Most chemical soil tests give the total concentrations of all species of a particular ion. The effective concentration is the measured concentration only when there is no ion-pairing, hydrolysis or disassociation. Ultimately, the activities of major ions rather than their concentrations per se drive most chemical processes in the soil solution. As an example, ≈28.3% of the soluble Ca and SO4 in a 10 mM CaSO4 solution are paired as neutral CaSO40, whereas there are 10 mM Ca2+ and 20 mM Cl– in a 10 mM CaCl2 solution (Adams 1974).

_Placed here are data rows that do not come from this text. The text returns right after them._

PR #93, opened 2020-04-20
add information about missed keyword arguments

### LINKED ISSUE #83: Better error for mismatched query parameters and arguments
The code like:
```
await c.fetchall("""
    INSERT Foo {
        smth := <str>$smth,
        other := <datetime>$other,
        ...
        # a dozen lines skipped
        ...
        quux := <int16>$quux
    }
""", **some_dict)
```

Fails with:

```
Traceback (most recent call last):
  File "/Users/dima.tisnek/edge/ingest.py", line 47, in <module>
    asyncio.run(main())
  File "/Library/Frameworks/Python.framework/Versions/3.9/lib/python3.9/asyncio/runners.py", line 43, in run
    return loop.run_until_complete(main)
  File "/Library/Frameworks/Python.framework/Versions/3.9/lib/python3.9/asyncio/base_events.py", line 642, in run_until_complete
    return future.result()
  File "/Users/dima.tisnek/edge/ingest.py", line 14, in main
    await c.fetchall("""
  File "/Users/dima.tisnek/Library/Caches/pypoetry/virtualenvs/edge-tfNuXqpZ-py3.9/lib/python3.9/site-packages/edgedb/asyncio_con.py", line 99, in fetchall
    return await self._protocol.execute_anonymous(
  File "edgedb/protocol/protocol.pyx", line 534, in execute_anonymous
  File "edgedb/protocol/protocol.pyx", line 279, in _execute
  File "edgedb/protocol/protocol.pyx", line 987, in edgedb.protocol.protocol.SansIOProtocol.encode_args
  File "edgedb/protocol/./codecs/./namedtuple.pyx", line 74, in edgedb.protocol.protocol.NamedTupleCodec.encode_kwargs
RuntimeError: expected 18 keyword arguments, got 17
```

Clearly the keys in `somedict` don't match the query parameters...

It would be awesome to know which keys :)

nsidnev:
Fix #83

### DIFF
--- a/edgedb/protocol/codecs/namedtuple.pyx
+++ b/edgedb/protocol/codecs/namedtuple.pyx
@@ -71,14 +71,15 @@ cdef class NamedTupleCodec(BaseNamedRecordCodec):
 
         objlen = len(obj)
         if objlen != len(self.fields_codecs):
-            raise RuntimeError(
-                f'expected {len(self.fields_codecs)} keyword arguments, '
-                f'got {objlen}')
+            raise self._make_missing_args_error_message(obj)
 
         elem_data = WriteBuffer.new()
         for i in range(objlen):
             name = datatypes.record_desc_pointer_name(self.descriptor, i)
-            arg = obj[name]
+            try:
+                arg = obj[name]
+            except KeyError:
+                raise self._make_missing_args_error_message(obj) from None
 
             elem_data.write_int32(0)  # reserved bytes
             if arg is None:
@@ -114,3 +115,27 @@ cdef class NamedTupleCodec(BaseNamedRecordCodec):
         codec.fields_codecs = fields_codecs
 
         return codec
+
+    def _make_missing_args_error_message(self, args):
+        required_args = set()
+
+        for i in range(len(self.fields_codecs)):
+            name = datatypes.record_desc_pointer_name(self.descriptor, i)
+            required_args.add(name)
+
+        passed_args = set(args.keys())
+        missed_args = required_args - passed_args
+        extra_args = passed_args - required_args
+
+        error_message = f'expected {required_args} keyword arguments'
+        error_message += f', got {passed_args}'
+
+        missed_args = set(required_args) - set(passed_args)
+        if missed_args:
+            error_message += f', missed {missed_args}'
+
+        extra_args = set(passed_args) - set(required_args)
+        if extra_args:
+            error_message += f', extra {extra_args}'
+
+        return errors.QueryArgumentError(error_message)
--- a/tests/test_async_fetch.py
+++ b/tests/test_async_fetch.py
@@ -488,6 +488,51 @@ class TestAsyncFetch(tb.AsyncQueryTestCase):
                 'select <datetime>$0;',
                 date)
 
+    async def test_async_mismatched_args_01(self):
+        with self.assertRaisesRegex(
+                edgedb.QueryArgumentError,
+                r"expected {'a'} keyword arguments, got {'[bc]', '[bc]'}, "
+                r"missed {'a'}, extra {'[bc]', '[bc]'}"):
+
+            await self.con.fetchall("""SELECT <int64>$a;""", b=1, c=2)
+
+    async def test_async_mismatched_args_02(self):
+        with self.assertRaisesRegex(
+                edgedb.QueryArgumentError,
+                r"expected {'[ab]', '[ab]'} keyword arguments, "
+                r"got {'[acd]', '[acd]', '[acd]'}, "
+                r"missed {'b'}, extra {'[cd]', '[cd]'}"):
+
+            await self.con.fetchall("""
+                SELECT <int64>$a + <int64>$b;
+            """, a=1, c=2, d=3)
+
+    async def test_async_mismatched_args_03(self):
+        with self.assertRaisesRegex(
+                edgedb.QueryArgumentError,
+                "expected {'a'} keyword arguments, got {'b'}, "
+                "missed {'a'}, extra {'b'}"):
+
+            await self.con.fetchall("""SELECT <int64>$a;""", b=1)
+
+    async def test_async_mismatched_args_04(self):
+        with self.assertRaisesRegex(
+                edgedb.QueryArgumentError,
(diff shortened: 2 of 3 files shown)


edgedb/protocol/codecs/namedtuple.pyx
```diff
@@ -70,15 +70,26 @@ cdef class NamedTupleCodec(BaseNamedRecordCodec):
         self._check_encoder()
 
         objlen = len(obj)
-        if objlen != len(self.fields_codecs):
+        fields_len = len(self.fields_codecs)
+
+        passed_arguments = set(obj.keys())
```
1st1, line 75: This check is rather expensive so we only need to do it when we're certain that there's an error. So condition this with `if objlen <> fields_len:`

1st1:
Overall looks good. In addition to the other comment, please add a couple functional unittest with `assertRaisesRegex`.

edgedb/protocol/codecs/namedtuple.pyx
nsidnev: I understand that, but I thought it would be nice to raise a `RuntimeError` with description here instead of a `KeyError` that might occur at the encoding in case of such query, for example:
```python3
conn.fetchall("""SELECT <int64>$arg_name""", wrong_name=42)
```
for this reason I replaced the original check. But restored it back.

1st1: > I understand that, but I thought it would be nice to raise a RuntimeError with description here instead of a KeyError that might occur at the encoding in case of such query, for example:

I'm confused... even with my suggestion your latest PR code will raise a nice `RuntimeError`, right?

nsidnev: Well, it will raise an error if there are either many or few arguments. But if the number of passed arguments is equal to what is required in the query, then `KeyError` will be raised there.

So these queries will raise a `RuntimeError`:

*  
  ```python3
  conn.fetchall("""SELECT <int64>$arg1""", arg1=1, arg2=2)  # extra {'arg2'}
  ```

* 
  ```python3
  conn.fetchall("""SELECT <int64>$arg1""", arg2=1, arg3=2)  # missed {'arg1'}, extra {'arg2', 'arg3'}
  ```

And this one will still raise a `KeyError`:

* 
  ```python3
  conn.fetchall("""SELECT <int64>$arg1""", arg2=2)  # KeyError: 'arg1'
  ```

And I'm not sure that such a difference would be good from the point of view of the user.

Maybe I should move the code that raises the error to a separate function (`raise_missmatched_args_error(fields_codecs, passed_args)` for example)? It will be called:
1. when the comparaision of the number of passed and required arguments fails.
2. when the value is encoded in case of `KeyError`.

edgedb/protocol/codecs/namedtuple.pyx
```diff
@@ -70,15 +70,26 @@ cdef class NamedTupleCodec(BaseNamedRecordCodec):
...
-                f'got {objlen}')
+                f'expected {required_arguments} keyword arguments, '
+                f'got {passed_arguments}, missed {missed_arguments}, '
+                f'extra {extra_arguments}')
 
         elem_data = WriteBuffer.new()
-        for i in range(objlen):
-            name = datatypes.record_desc_pointer_name(self.descriptor, i)
-            arg = obj[name]
+        for i, required_arg in enumerate(required_arguments):
```
1st1, line 91: You can't iterate over `required_arguments` here. Sets in Python are unordered and we must preserve the sequential order of arguments here. So please keep the old

```
for i in range(objlen):
    name = datatypes.record_desc_pointer_name(self.descriptor, i)
```

loop here.  What I suggest to do to actually print a nice error message in all cases is to refactor the code as follows:

```
for i in range(objlen):
    name = datatypes.record_desc_pointer_name(self.descriptor, i)
    try:
        arg = obj[name]
    except KeyError:
        raise self._make_missing_arg_error_message(obj) from None
```

and then you can implement the actual validation logic in the new `_make_missing_arg_error_message` method. That method can be rather complex as it will only be called when some argument is actually missing.

You should also keep the original `if objlen != len(self.fields_codecs):`, just change it to

```
if objlen != len(self.fields_codecs):
    raise raise self._make_missing_arg_error_message(obj)
```

edgedb/protocol/codecs/namedtuple.pyx
1st1: Got it. See my new comment that suggests how we can raise a nice error in all cases.

edgedb/protocol/codecs/namedtuple.pyx
nsidnev: Thanks for your suggestions!

Moved the creation of the error and added new tests.

edgedb/protocol/codecs/namedtuple.pyx
```diff
@@ -114,3 +115,27 @@ cdef class NamedTupleCodec(BaseNamedRecordCodec):
...
+
+        missed_args = set(required_args) - set(passed_args)
+        if missed_args:
+            error_message += f', missed {missed_args}'
+
+        extra_args = set(passed_args) - set(required_args)
+        if extra_args:
+            error_message += f', extra {extra_args}'
+
+        return RuntimeError(error_message)
```
1st1, line 141: Let's change the error type from `RuntimeError` to `edgedb.QueryArgumentError`.

edgedb/protocol/codecs/namedtuple.pyx
1st1: Nice, please take a look at the one last nit comment.

1st1:
@nsidnev Nik, can you also squash all your commits into one and push it into this PR? For some reason github ci is struggling with pulling from your PR branch.

edgedb/protocol/codecs/namedtuple.pyx
nsidnev: Changed. Also squashed commits.

1st1:
And lastly, could you please rebase against the latest master branch?

nsidnev:
CI finally passed! Thanks! :tada:

1st1:
Nik, this is a great PR, thanks so much!

PR #95, opened 2020-04-30
change error on access to properties throught brackets

### LINKED ISSUE #50: Confusing KeyError on resulting row
On code like this:
```python
x = edb.fetchone("SELECT ...")
x["id"]
```
I get error like this:
```
KeyError: 'id'
```
But I think it should be something like this:
```
TypeError: 'User' object is not subscriptable
```
Because basically I should write `x.id` instead (and it works).

Or is there any legitimate case when both attribute and item access work on the same row?

(lib version `edgedb==0.7.0a2.dev0+e147670`)

nsidnev:
closes #50

### DIFF
--- a/tests/datatypes/test_datatypes.py
+++ b/tests/datatypes/test_datatypes.py
@@ -406,7 +406,7 @@ class TestObject(unittest.TestCase):
         with self.assertRaises(KeyError):
             o[0]
 
-        with self.assertRaises(KeyError):
+        with self.assertRaises(TypeError):
             o['id']
 
         self.assertEqual(set(dir(o)), {'id', 'c'})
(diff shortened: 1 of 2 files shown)


tests/datatypes/test_datatypes.py
```diff
@@ -406,7 +406,7 @@ def test_object_1(self):
         with self.assertRaises(KeyError):
             o[0]
 
-        with self.assertRaises(KeyError):
+        with self.assertRaises(TypeError):
```
1st1, line 409: Let's use `assertRaisesRegex`

1st1: Actually never mind, I think the new tests cover this pretty clearly.

1st1:
Thank you, Nik!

Soil solution ionic strength must be known in order to calculate ionic concentrations, ion-pair concentrations and ionic activities. Knowledge of soil ionic strength also assists in the development and choice of methods for assessing the cation and anion exchange capacity of soils, particularly those that are highly weathered. Ionic strength also influences the types of Al species in soil solution and their proportions, which influences whether or not the root environment may be Al toxic.
Gillman and Bell (1978) measured/calculated the ionic strength (I) and other soil solution characteristics of a range of highly weathered soils from North Queensland. They found that I at 0.1 bar soil moisture (across an ionic strength range of zero to 14 mM) was strongly correlated with EC1:5. That relationship provides the basis for this useful soil test.
Soil ionic strength at 0.1 bar (I0.1) = [0.0446*EC1:5 – 0.000173]
where I0.1 has units of mM, and EC1:5 has units of dS/m @ 25°C.
Report estimated soil ionic strength as mM.